→ **DESCRIPTION OF THE TASK**
The first line of the data below and every line after it, through the one with "this.description = description;", must be transcribed without change.

Stored items
PR #1169, opened 2019-04-15
fixes #1072: Make sure custom procedures are also recreated on other cluster members

### LINKED ISSUE #1072: Make sure custom procedures are also recreated on other cluster members
at runtime.

conker84:
Fixes #1072

Make sure custom procedures are also recreated on other cluster members

  - added "lastUpdate" to the procedure/function structure
  - added timer that checks every `x` (default 60000) milliseconds if the graph property got updated and register the updated procedure/function version
  - added integration test in Causal Cluster environment (3 core + 1 read replica)
  - updated the documentation

### DIFF
--- a/src/main/java/apoc/custom/CypherProcedures.java
+++ b/src/main/java/apoc/custom/CypherProcedures.java
@@ -1,5 +1,6 @@
 package apoc.custom;
 
+import apoc.ApocConfiguration;
 import apoc.util.JsonUtil;
 import apoc.util.Util;
 import org.neo4j.collection.PrefetchingRawIterator;
@@ -28,6 +29,7 @@ import org.neo4j.values.AnyValue;
 import org.neo4j.values.virtual.MapValue;
 
 import java.util.*;
+import java.util.concurrent.atomic.AtomicLong;
 import java.util.stream.Collectors;
 import java.util.stream.Stream;
 
@@ -327,10 +329,12 @@ public class CypherProcedures {
         public List<List<String>>inputs;
         public Object outputs;
         public Boolean forceSingle;
+        public long lastUpdate;
 
         public CustomProcedureInfo(String type, String name, String description, String mode,
                                    String statement, List<List<String>> inputs, Object outputs,
-                                   Boolean forceSingle){
+                                   Boolean forceSingle,
+                                   long lastUpdate){
             this.type = type;
             this.name = name;
             this.description = description;
@@ -339,6 +343,7 @@ public class CypherProcedures {
             this.inputs = inputs;
             this.forceSingle = forceSingle;
             this.mode = mode;
+            this.lastUpdate = lastUpdate;
         }
     }
 
@@ -347,6 +352,7 @@ public class CypherProcedures {
         private GraphProperties properties;
         private final GraphDatabaseAPI api;
         private final Log log;
+        private Timer timer;
 
         public CustomProcedureStorage(GraphDatabaseAPI api, Log log) {
             this.api = api;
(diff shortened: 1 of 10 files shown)


jexp:
I think we misunderstood each other.

- we don't need a timer
- just a graphproperty with a long value that's update with the update of the main graph-property
- in memory storage of our own last update AtomicLong
- every "refresh-seconds" after our last update when there is an execution, check the time-graph-property
- if it's newer than our in-memory one update the functions

src/main/java/apoc/custom/CypherProcedures.java
```diff
@@ -356,38 +381,48 @@ public CustomProcedureStorage(GraphDatabaseAPI api, Log log) {
...
-            stored.get(FUNCTIONS).forEach((name, data) -> {
-                registry.registerFunction(name, (String) data.get("statement"), (String) data.get("output"),
-                        (List<List<String>>) data.get("inputs"), (Boolean)data.get("forceSingle"), (String) data.get("description"));
-            });
+            restoreFunctions(registry, stored);
+            restoreProcedures(registry, stored);
+        }
+
+        public static void restoreProcedures(CustomStatementRegistry registry, Map<String, Map<String, Map<String, Object>>> stored) {
             stored.get(PROCEDURES).forEach((name, data) -> {
```
jexp: shouldn't this set the last update in memory?

src/main/java/apoc/custom/CypherProcedures.java
```diff
@@ -356,38 +381,48 @@ public CustomProcedureStorage(GraphDatabaseAPI api, Log log) {
...
                 registry.registerProcedure(name, (String) data.get("statement"), (String) data.get("mode"),
                         (List<List<String>>) data.get("outputs"), (List<List<String>>) data.get("inputs"), (String) data.get("description"));
             });
         }
 
+        public static void restoreFunctions(CustomStatementRegistry registry, Map<String, Map<String, Map<String, Object>>> stored) {
+            stored.get(FUNCTIONS).forEach((name, data) -> {
```
jexp: see above

src/main/java/apoc/custom/CypherProcedures.java
```diff
@@ -53,6 +55,9 @@
     @Context
     public Log log;
 
+    private static final AtomicLong PROCEDURES_LAST_UPDATE = new AtomicLong(0);
```
jexp: also add a timer for last check

src/main/java/apoc/custom/CypherProcedures.java
```diff
@@ -126,8 +133,16 @@ public boolean registerProcedure(@Name("name") String name, @Name("statement") S
                         Mode.valueOf(mode.toUpperCase()), admin, null, new String[0], description, null, false, true
                 );
                 procedures.register(new CallableProcedure.BasicProcedure(signature) {
+                    private CustomStatementRegistry registry = self;
                     @Override
                     public RawIterator<Object[], ProcedureException> apply(org.neo4j.kernel.api.proc.Context ctx, Object[] input, ResourceTracker resourceTracker) throws ProcedureException {
+                        GraphPropertiesProxy properties = getProperties(api);
+                        long proceduresLastUpdate = getProceduresLastUpdate(properties);
+                        if (proceduresLastUpdate > PROCEDURES_LAST_UPDATE.get()) {
```
jexp: can we move the check into a separate function.
they should always be called not just in the if case.

src/main/java/apoc/custom/CypherProcedures.java
```diff
@@ -403,13 +438,33 @@ public void unavailable() {
                 Map<String, Object> previous = (value == null) ? procData.remove(name) : procData.put(name, value);
                 if (value != null || previous != null) {
                     properties.setProperty(APOC_CUSTOM, Util.toJson(data));
+                    if (PROCEDURES.equals(type)) {
+                        properties.setProperty(APOC_CUSTOM + PROCEDURES_LAST_UPDATE_KEY, System.currentTimeMillis());
```
jexp: create a constant for the key

src/main/java/apoc/custom/CypherProcedures.java
```diff
@@ -403,13 +438,33 @@ public void unavailable() {
...
+
+                    }
                 }
                 tx.success();
                 return previous;
             }
         }
 
-        private static Map<String, Map<String,Map<String, Object>>> readData(GraphProperties properties) {
+        public static long getProceduresLastUpdate(GraphProperties properties) {
```
jexp: just pass teh constant to the method, no need to have two

src/main/java/apoc/util/Util.java
```diff
@@ -611,6 +611,7 @@ public static boolean isWriteableInstance(GraphDatabaseAPI db) {
                 /* ignore */
             }
             String role = db.execute("CALL dbms.cluster.role()").<String>columnAs("role").next();
+            System.out.println("role = " + role);
```
jexp: remove?

src/test/java/apoc/util/TestContainerUtil.java
```diff
@@ -23,28 +24,27 @@ private TestContainerUtil() {}
...
+    public static TestcontainersCausalCluster createEnterpriseCluster(int numOfCoreInstances, int numberOfReadReplica, Map<String, Object> neo4jConfig) {
+        return TestcontainersCausalCluster.create(numOfCoreInstances, numberOfReadReplica, Duration.ofMinutes(4), neo4jConfig);
+    }
 
     public static Neo4jContainerExtension createEnterpriseDB(boolean withLogging) {
-        // We build the project, the artifact will be placed into ./build/libs
-        executeGradleTasks("clean", "shadow");
         // We define the container with external volumes
-        Neo4jContainerExtension neo4jContainer = new Neo4jContainerExtension()
+        Neo4jContainerExtension neo4jContainer = new Neo4jContainerExtension("neo4j:3.5.3-enterprise")
```
jexp: should this come from project info ?

src/main/java/apoc/custom/CypherProcedures.java
```diff
@@ -111,11 +125,27 @@ public void asFunction(@Name("name") String name, @Name("statement") String stat
...
+        }
+
+        private boolean needsUpdate(long procedureLastUpdate, AtomicLong lastCheck, AtomicLong lastUpdate) {
+            long now = System.currentTimeMillis();
+            long lastCk = lastCheck.getAndSet(now);
+            if (now - lastCk < UPDATE_FREQ) {
+                return false;
+            }
+            if (procedureLastUpdate > lastUpdate.get()) {
+                PROCEDURES_LAST_UPDATE.set(procedureLastUpdate);
```
jexp: needs to be: `lastUpdate.set()`

src/main/java/apoc/custom/CypherProcedures.java
```diff
@@ -111,11 +125,27 @@ public void asFunction(@Name("name") String name, @Name("statement") String stat
...
             this.api = api;
             procedures = api.getDependencyResolver().resolveDependency(Procedures.class);
             this.log = log;
+            self = this;
+        }
+
+        private boolean needsUpdate(long procedureLastUpdate, AtomicLong lastCheck, AtomicLong lastUpdate) {
+            long now = System.currentTimeMillis();
+            long lastCk = lastCheck.getAndSet(now);
+            if (now - lastCk < UPDATE_FREQ) {
```
jexp: I think I might have gotten this wrong.
As it leads to starvation, if you always check within 60s then you will never update.
I think it needs to set `lastCheck.set(now)` when it doesn't return false. because then it really checks.

src/main/java/apoc/custom/CypherProcedures.java
```diff
@@ -111,11 +125,27 @@ public void asFunction(@Name("name") String name, @Name("statement") String stat
...
+                return false;
+            }
+            if (procedureLastUpdate > lastUpdate.get()) {
```
jexp: In general, I try to return early then you can even combine the two checks above.

src/main/java/apoc/custom/CypherProcedures.java
```diff
@@ -403,13 +459,26 @@ public void unavailable() {
...
                 }
                 tx.success();
                 return previous;
             }
         }
 
-        private static Map<String, Map<String,Map<String, Object>>> readData(GraphProperties properties) {
+        public static long getLastUpdate(GraphProperties properties, String key) {
+            try (Transaction tx = properties.getGraphDatabase().beginTx()) {
+                tx.success();
```
jexp: should put this after the read.

src/main/java/apoc/custom/CypherProcedures.java
```diff
@@ -364,30 +370,76 @@ public static GraphPropertiesProxy getProperties(GraphDatabaseAPI api) {
...
-            stored.get(PROCEDURES).forEach((name, data) -> {
-                registry.registerProcedure(name, (String) data.get("statement"), (String) data.get("mode"),
-                        (List<List<String>>) data.get("outputs"), (List<List<String>>) data.get("inputs"), (String) data.get("description"));
-            });
+            timer.scheduleAtFixedRate(new TimerTask() {
+                private AtomicLong highWaterMark = new AtomicLong(0);
+                private static final String LAST_UPDATE_KEY = "lastUpdate";
+                @Override
+                public void run() {
+                    Map<String, Map<String, Map<String, Object>>> storage = readData(properties);
```
jexp: can we extract this into a number of methods to make the code more readable

jexp: also can we keep the simple approach from before where we have one method for functions and one for procedures.

src/main/java/apoc/custom/CypherProcedures.java
```diff
@@ -364,30 +370,76 @@ public static GraphPropertiesProxy getProperties(GraphDatabaseAPI api) {
...
+                    int updated = storage.entrySet().stream()
+                            .filter(entry -> CypherProcedures.PROCEDURES.equals(entry.getKey()) || CypherProcedures.FUNCTIONS.equals(entry.getKey()))
+                            .flatMap(storageEntry -> {
+                                String type = storageEntry.getKey();
+                                Map<String, Map<String, Object>> map = storageEntry.getValue();
+                                boolean isProcedure = CypherProcedures.PROCEDURES.equals(type);
+                                return map.entrySet().stream()
+                                        // `!e.getValue().containsKey("lastUpdate")` is for backwards compatibility for already present procedures/functions
+                                        .filter(e -> !e.getValue().containsKey(LAST_UPDATE_KEY) || (long) e.getValue().get(LAST_UPDATE_KEY) > highWaterMark.get())
```
jexp: this whole code block looks too complicated for just handling an potentially absent update key.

→ **SOLVED PROBLEM**
PR #1169, opened 2019-04-15
fixes #1072: Make sure custom procedures are also recreated on other cluster members

### LINKED ISSUE #1072: Make sure custom procedures are also recreated on other cluster members
at runtime.

conker84:
Fixes #1072

Make sure custom procedures are also recreated on other cluster members

  - added "lastUpdate" to the procedure/function structure
  - added timer that checks every `x` (default 60000) milliseconds if the graph property got updated and register the updated procedure/function version
  - added integration test in Causal Cluster environment (3 core + 1 read replica)
  - updated the documentation

### DIFF
--- a/src/main/java/apoc/custom/CypherProcedures.java
+++ b/src/main/java/apoc/custom/CypherProcedures.java
@@ -1,5 +1,6 @@
 package apoc.custom;
 
+import apoc.ApocConfiguration;
 import apoc.util.JsonUtil;
 import apoc.util.Util;
 import org.neo4j.collection.PrefetchingRawIterator;
@@ -28,6 +29,7 @@ import org.neo4j.values.AnyValue;
 import org.neo4j.values.virtual.MapValue;
 
 import java.util.*;
+import java.util.concurrent.atomic.AtomicLong;
 import java.util.stream.Collectors;
 import java.util.stream.Stream;
 
@@ -327,10 +329,12 @@ public class CypherProcedures {
         public List<List<String>>inputs;
         public Object outputs;
         public Boolean forceSingle;
+        public long lastUpdate;
 
         public CustomProcedureInfo(String type, String name, String description, String mode,
                                    String statement, List<List<String>> inputs, Object outputs,
-                                   Boolean forceSingle){
+                                   Boolean forceSingle,
+                                   long lastUpdate){
             this.type = type;
             this.name = name;
             this.description = description;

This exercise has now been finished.